My wife and I have just redesigned our back room, the one that serves as office, TV lounge, library, exercise center, and guest bedroom. It’s not a big room, just an awfully useful one, and given all the uses to which it is put, it was clear we needed to have a neater, more efficient floor plan.
In preparation for the new look, we took out the wall shelves, desks and file cabinets, books, magazines, TV, wiring, and everything that was going to be replaced and piled them (temporarily) in the living room. And that, in short, is the problem. Now, four weeks later, although the back room looks great, with the new desks for our twin computers, book shelves, and entertainment center, not to mention a placement of the convertible sofa that allows visiting dignitaries to calmly get into and out of bed without climbing over coffee tables and/or a Health Rider, the living room still looks like hell.
Even after deep sixing the obvious trash, it is proving to be much harder to decide what old things we are willing to get rid of than it was to determine what new things we needed. File cabinets that almost close completely, used wall shelves (see above), souvenir postcards from long ago vacations, pictures of people we think we recognize, ten year old Consumer’s Reports, old business cards, wires and cables of all shapes and sizes, books we will never read again, ball point pens that still work, loose leaf binders, unused manilla folders, and empty bags just perfect for putting things into when you don’t know where to put them.
And I can’t help wondering if this might not be a decent analogy for the human race. As we make a dent in the twenty-first century and look forward to all the places we could go and the things we might do, how much are we still holding onto that we no longer need? What thoughts, ideas, prejudices, and policies are part of our very definition of who we are only because we are afraid or unwilling to let them go and find out who we are without them? Property rights from generations long gone that keep some people and some nations poor while other people and other nations reap the rewards of nature’s bounty. Sexual stereotypes and gender biases that at best allow workplace discrimination and at worst remove the human rights and freedom of being from half the population. Hatreds that go back thousands of years. Who cares anymore whose ancestors were the first to throw the stone or shoot the arrow?

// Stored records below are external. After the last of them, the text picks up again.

PR #48, opened 2018-03-01
Fix charsets; normalize whitespace

DemiMarie:
This converts all text files to UTF-8 (with matching `<meta charset='UTF-8'> tags), fixes the DOCTYPE in all HTML files, deletes trailing whitespace in most text files, normalizes line endings to LF, deletes trailing whitespace, and adds a compile script.


lama0206:
I think that this should be already done now that i merged the other pull request...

A friend of mine who believes strongly in the efficacy of the Universe says you have to get rid of unnecessary “stuff” if you want good things to come to you. “You have to make room”, she says, “if you want to progress.” Will humankind hundreds of years from now still be feuding and killing each other over how one chooses to worship… or not? Will some still have more than they need while others still starve? Will one’s gender or skin color still determine one’s rights and freedoms? And if so, will we be taking this baggage with us as we enter space and the untapped realms beyond the bounds of Earth?
I, for one, hope not. And I also hope we can shed this chaff more easily than my wife and I can return our living room to its former state. It’s easy to say what others should do. Unfortunately, cleaning up begins at home.